You can also increase transparency by providing detailed financial reports and budgets to homeowners so they can see exactly where their assessment money is going. This can instill trust and confidence in the HOA board, as well as reassure homeowners that their money is being used responsibly. When provided full transparency, homeowners can see that the increase is not arbitrary, but rather a carefully thought-out decision to benefit the community as a whole.
Remain Positive & Professional
No matter how transparent you are and no matter how much notice you give, it’s inevitable that some homeowners will feel negatively about the change. Raising homeowner assessments can be a sensitive and emotional topic for some residents, especially if they’re already struggling with the cost of living. However, it’s important for the HOA board to always remain positive and professional in their communication with homeowners
Avoid using negative language or making accusations. Instead, focus on the benefits of the increase and how it will improve the community. Remind homeowners that the HOA board is working in the best interest of the community as a whole and that their input is always valued. This can help to ease tensions and create a more positive atmosphere surrounding the increase.

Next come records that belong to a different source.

PR #615, opened 2018-07-05
feat(Slider): Added slider component

HHogg:
slider

### DIFF
--- a/packages/axiom-components/src/Slider/Slider.css
+++ b/packages/axiom-components/src/Slider/Slider.css
@@ -1,0 +1,82 @@
+:root {
+  --ax-slider-track-size--small: var(--spacing-grid-size--x1);
+  --ax-slider-track-size--medium: var(--spacing-grid-size--x2);
+  --ax-slider-thumb-size--small: var(--spacing-grid-size--x4);
+  --ax-slider-thumb-size--medium: var(--spacing-grid-size--x6);
+  --ax-slider-thumb-border-width: 0.0625rem;
+}
+
+.ax-slider {
+  position: relative;
+  outline: none;
+  user-select: none;
+}
+
+.ax-slider__track {
+  position: absolute;
+  top: 50%;
+  right: 0;
+  left: 0;
+  transform: translateY(-50%);
+  background-color: var(--color-theme-background--subtle);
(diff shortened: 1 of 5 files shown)


packages/axiom-components/src/Slider/Slider.js
```diff
@@ -0,0 +1,147 @@
...
+    case 'ArrowDown':
+      delta = -1;
+      break;
+    case 'ArrowRight':
+    case 'ArrowUp':
+      delta = 1;
+      break;
+    }
+
+    onChange(Math.max(min, Math.min(value + step * delta, max)));
```
lpoulter: Out of curiosity why do we need the delta here?

packages/axiom-components/src/Slider/Slider.css
```diff
@@ -0,0 +1,81 @@
...
+  user-select: none;
+}
+
+.ax-slider__track {
+  position: absolute;
+  top: 50%;
+  right: 0;
+  left: 0;
+  transform: translateY(-50%);
+  background-color: var(--color-theme-background--subtle);
```
lpoulter: I wonder if we want `cursor: pointer` here also as clicking on the track moves the slider.

lpoulter:
Looks great. We have a slider in the `Word cloud` app that has a text input box to allow greater precision. It looks like that could be added at a later date thou.

packages/axiom-components/src/Slider/Slider.js
HHogg: It sets the direction for when using the arrow keys. It was to shortcut writing `onChange(Math.max(min, Math.min(value +/- step, max)));` twice. Happy to change if the other way is more clearer though.

lpoulter: Ok thanks for the explanation. The second way is a little clearer to me.

packages/axiom-components/src/Slider/Slider.css
HHogg: Good shout. Have added in 👍

HHogg:
Ooops I forgot to add [Netlify link](https://slider--hhogg-axiom.netlify.com/)

PR #616, opened 2018-07-05
AX-31 progress indicators on form components

TomWija:
https://5b754700dd28ef26c0ced7d1--axiomwija.netlify.com/docs/packages/axiom-components/form

### DIFF
--- a/packages/axiom-components/src/Form/InputWrapper.js
+++ b/packages/axiom-components/src/Form/InputWrapper.js
@@ -14,12 +14,19 @@ const labelSizeMap = {
 export default class InputWrapper extends Component {
   static propTypes = {
     children: PropTypes.node,
+    disabled: PropTypes.bool,
+    hasFocus: PropTypes.bool,
+    inputType: PropTypes.string,
+    invalid: PropTypes.bool,
     isTarget: PropTypes.bool,
+    isValid: PropTypes.bool,
     label: PropTypes.node,
     size: PropTypes.oneOf(['small', 'medium', 'large']),
     space: PropTypes.string,
+    style: PropTypes.string,
     usageHint: PropTypes.node,
     usageHintPosition: PropTypes.oneOf(['top', 'bottom', 'left', 'right']),
+    valid: PropTypes.bool,
   };
 
   static defaultProps = {
@@ -28,10 +35,18 @@ export default class InputWrapper extends Component {
   };
 
   render() {
-    const { children, isTarget, label, size, space, usageHint, usageHintPosition, ...rest } = this.props;
-
+    const { children, disabled, hasFocus, invalid, isTarget, isValid, label, size, space, style, usageHint, usageHintPosition, valid, ...rest } = this.props;
     const classes = classnames('ax-input__wrapper', {
       'ax-input__wrapper--target': isTarget,
+    });
+
+    const innerClasses = (isValid) => classnames('ax-input__icon-container', {
+      [`ax-input__icon-container--${size}`]: size,
+      [`ax-input__icon-container--${style}`]: style,
+      'ax-input__icon-container--disabled': disabled,
+      'ax-input__icon-container--focused': hasFocus,
+      'ax-input__icon-container--valid': valid,
+      'ax-input__icon-container--invalid': invalid || isValid === false,
     });
 
     return (
@@ -62,7 +77,9 @@ export default class InputWrapper extends Component {
             </Base>
           )
         }
-        { children }
+        <div className={ innerClasses(isValid) }>
+          { children }
+        </div>
       </Base>
     );
   }
--- a/packages/axiom-components/src/Form/TextArea.css
+++ b/packages/axiom-components/src/Form/TextArea.css
@@ -1,6 +1,6 @@
 .ax-textarea {
   padding: var(--component-padding-vertical-medium) var(--component-padding-horizontal-small);
-  border: var(--component-border-width) solid var(--color-theme-border);
+  border: 0;
   border-radius: var(--component-border-radius);
   background-color: var(--color-theme-background);
   resize: none;
@@ -23,4 +23,10 @@
   &::placeholder {
     color: var(--color-ui-error);
   }
+}
+
+.ax-textarea__progress {
+  align-self: start;
+  padding-top: var(--component-padding-horizontal-small);
+  padding-right: var(--component-padding-horizontal-small);
 }
--- a/packages/axiom-components/src/Form/TextArea.js
+++ b/packages/axiom-components/src/Form/TextArea.js
@@ -4,6 +4,7 @@ import classnames from 'classnames';
 import Base from '../Base/Base';
 import Validate from '../Validation/Validate';
 import InputWrapper from './InputWrapper';
+import ProgressInfinite from '../Progress/ProgressInfinite';
 import './TextArea.css';
 
 export default class TextArea extends Component {
@@ -16,8 +17,14 @@ export default class TextArea extends Component {
     height: PropTypes.number,
     /** Applies styling to indicate the users input was invalid */
     invalid: PropTypes.bool,
+    /** Adds a progress indicator the the right of the text input */
+    isInProgress: PropTypes.bool,
     /** Descriptive label that is placed with the input field */
     label: PropTypes.node,
+    /** Handler for when the input field is blurred */
+    onBlur: PropTypes.func,
+    /** Handler for when the input field is focused */
+    onFocus: PropTypes.func,
     /** See Validate[patterns] */
     patterns: PropTypes.array,
     /**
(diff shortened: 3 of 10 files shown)


packages/axiom-components/src/Form/TextArea.js
```diff
@@ -44,12 +51,30 @@ export default class TextArea extends Component {
     height: 150,
   };
 
+  constructor(props) {
+    super(props);
+    this.state = { hasFocus: false };
+  }
+
```
lpoulter: NABD. We don't need to add `props` the `constructor` signature nor add them to the `props` call if we don't edit them with in the constructor. I'd prefer setting state on the class directly in this case. Not sure how that fits in with `Axiom` style.

packages/axiom-components/src/UsageHint/UsageHint.js
```diff
@@ -14,16 +14,22 @@ export default class UsageHint extends PureComponent {
...
   render() {
     const {
       children,
       position,
+      showArrow,
     } = this.props;
 
     return (
-      <Dropdown position={ position }>
+      <Dropdown position={ position } showArrow={ showArrow }>
```
lpoulter: I think this can just be

packages/axiom-components/src/Form/TextArea.js
TomWija: actually based this off of the usage of `hasFocus` that existed in the TextInput component already: https://github.com/BrandwatchLtd/axiom/blob/master/packages/axiom-components/src/Form/TextInput.js#L73

packages/axiom-components/src/Form/TextArea.js
```diff
@@ -44,12 +51,30 @@ export default class TextArea extends Component {
...
+    this.setState({ hasFocus: false });
+    onBlur(...arguments);
+  }
+
+  handleOnFocus() {
+    const { onFocus = () => {} } = this.props;
+    this.setState({ hasFocus: true });
+    onFocus(...arguments);
+  }
+
```
lpoulter: Why are we adding onBlur and focus to add a progress or tooltip, are they just things that should have been added before?

TomWija: The addition of a progress indicator required me to add some wrapping divs so that it could look like it was inside the text area itself. This just made it require focus/blur logic similar to TextInput which already accounted for this

packages/axiom-components/src/UsageHint/UsageHint.js
HHogg: Also everything dropdown can be configured (offsets, boundary element... etc) ideally needs spreading on for the future. 

```jsx
const  { children, ...rest } = this.props;

<Dropdown { ...rest } showArrow>...</Dropdown>
```

packages/axiom-components/src/Form/TextInput.js
```diff
@@ -157,6 +160,13 @@ export default class TextInput extends Component {
                     onFocus={ this.handleOnFocus.bind(this) }
                     type={ type }
                     value={ value } />
+                {
+                  isInProgress && (
```
HHogg: Does the conditional on the `<TextInputIcon>` needs adjusting slightly so the icon and the progress are not rendered at the same time?

packages/axiom-components/src/Form/TextArea.js
```diff
@@ -74,13 +108,26 @@ export default class TextArea extends Component {
...
         { (isValid) =>
           <InputWrapper label={ label } usageHint={ usageHint } usageHintPosition={ usageHintPosition }>
-            <Base { ...rest }
-                Component="textarea"
-                className={ classes(isValid) }
-                disabled={ disabled }
-                placeholder={ placeholder }
-                style={ style }
-                value={ value } />
+            <div className="ax-input__button-container">
```
HHogg: `ax-input__button-container` doesn't really make sense here as there is no button.

packages/axiom-components/src/Form/TextArea.js
```diff
@@ -60,8 +85,17 @@ export default class TextArea extends Component {
...
+    const classes = (isValid) => classnames('ax-input__icon-container', {
+      'ax-input__icon-container--disabled': disabled,
+      'ax-input__icon-container--focused': hasFocus,
+      'ax-input__icon-container--valid': valid,
+      'ax-input__icon-container--invalid': invalid || isValid === false,
+    });
+
+    const textareaClasses = (isValid) => classnames('ax-textarea', {
       'ax-textarea--valid': valid,
       'ax-textarea--invalid': invalid || isValid === false,
```
HHogg: These classes are no longer needed as the border color changes is added by the classes above right?

packages/axiom-components/src/Form/TextArea.js
```diff
@@ -60,8 +85,17 @@ export default class TextArea extends Component {
       value,
       ...rest } = this.props;
 
+    const { hasFocus } = this.state;
+
     const style = { minHeight: height };
-    const classes = (isValid) => classnames('ax-textarea', {
+    const classes = (isValid) => classnames('ax-input__icon-container', {
```
HHogg: We've kept to specifying classes in two places, once in a single component and in a single CSS file. This helps to reduce maintenance when the classes/templates/styles change. 

Is there a way a general component (similar to the InputWrapper) can be  created to get this same behaviour/styling for both Input and TextArea?

packages/axiom-components/src/Form/TextArea.js
HHogg: It's to handle adding focus border-color to the parent wrapping the actual input... [we don't need focus styling in IE/Edge right?](https://caniuse.com/#feat=css-focus-within)  😄

packages/axiom-components/src/Form/TextArea.js
TomWija: I thought so too, but the focus stuff didn't work for the color of the text without this 🤔

packages/axiom-components/src/Form/InputWrapper.js
```diff
@@ -14,7 +14,10 @@ const labelSizeMap = {
 export default class InputWrapper extends Component {
   static propTypes = {
     children: PropTypes.node,
+    classProps: PropTypes.object,
```
HHogg: This is a bit of an odd pattern. Why not add the props onto the component in the standard way? 

```jsx
<InputWrapper disabled={ disabled } focused={ focused } size={ size }  />
```

packages/axiom-components/src/Form/TextArea.css
```diff
@@ -24,3 +24,9 @@
     color: var(--color-ui-error);
   }
 }
+
+.ax-textarea-progress {
```
HHogg: Following BEM the textarea would be the block and progress would be the element. So this should be more like 

```
.ax-textarea__progress
```

packages/axiom-components/src/Form/TextArea.css
```diff
@@ -1,6 +1,6 @@
 .ax-textarea {
   padding: var(--component-padding-vertical-medium) var(--component-padding-horizontal-small);
-  border: var(--component-border-width) solid var(--color-theme-border);
+  border: 0;
```
HHogg: There are `border-color` styles specified below which are no longer being used.

packages/axiom-components/src/Form/TextArea.js
```diff
@@ -73,14 +108,23 @@ export default class TextArea extends Component {
           required={ required }
           value={ value }>
         { (isValid) =>
-          <InputWrapper label={ label } usageHint={ usageHint } usageHintPosition={ usageHintPosition }>
+          <InputWrapper classProps={ classProps } isValid={ isValid } label={ label } usageHint={ usageHint } usageHintPosition={ usageHintPosition }>
             <Base { ...rest }
                 Component="textarea"
-                className={ classes(isValid) }
+                className={ textareaClasses(isValid) }
```
HHogg: This can now just be set to `className="ax-textarea"` as the the dynamic classes have been offloaded onto the InputWrapper and are no longer doing anything.

packages/axiom-components/src/Form/TextInput.css
```diff
@@ -18,6 +18,10 @@
   }
 }
 
+.ax-input-progress {
```
HHogg: Same comment here about the BEM syntax `ax-input__progress`

packages/axiom-components/src/Form/TextInput.js
```diff
@@ -91,13 +94,27 @@ export default class TextInput extends Component {
...
 
+  handleShowIcon(isInProgress, onClear, value, icon) {
+    if (!isInProgress && onClear && value) {
+      return (
+        <TextInputIcon
+            align="right"
+            name="cross"
+            onClick={ onClear } />
+      );
+    } else if (icon && (!isInProgress || icon.props.align === 'left')) {
```
HHogg: We tend to not split up the rendering logic away from the rending function so it's easier to see when reading from top to bottom what is being output without needing to jump around the file.

HHogg:
The template changes to the input have slightly 
screen shot 2018-07-11 at 16 01 50
broken the right icon alignment.

packages/axiom-components/src/Form/TextArea.js
lpoulter: Clarified this in person. This was to fix an ie bug with focus. Would be good to put this sort of stuff in the description, makes it easier to review.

At The Management Trust, we can assist HOA boards with handling difficult tasks such as raising homeowner assessments. While executive decisions always come from the board, we can execute those plans and implement any changes that need to be made on behalf of the community association. More than 1,500 communities throughout the country trust The Management Trust for effective and pleasant neighborhood community management, including financial management and dues collection. To find out more about our full range of community management services, contact us online today.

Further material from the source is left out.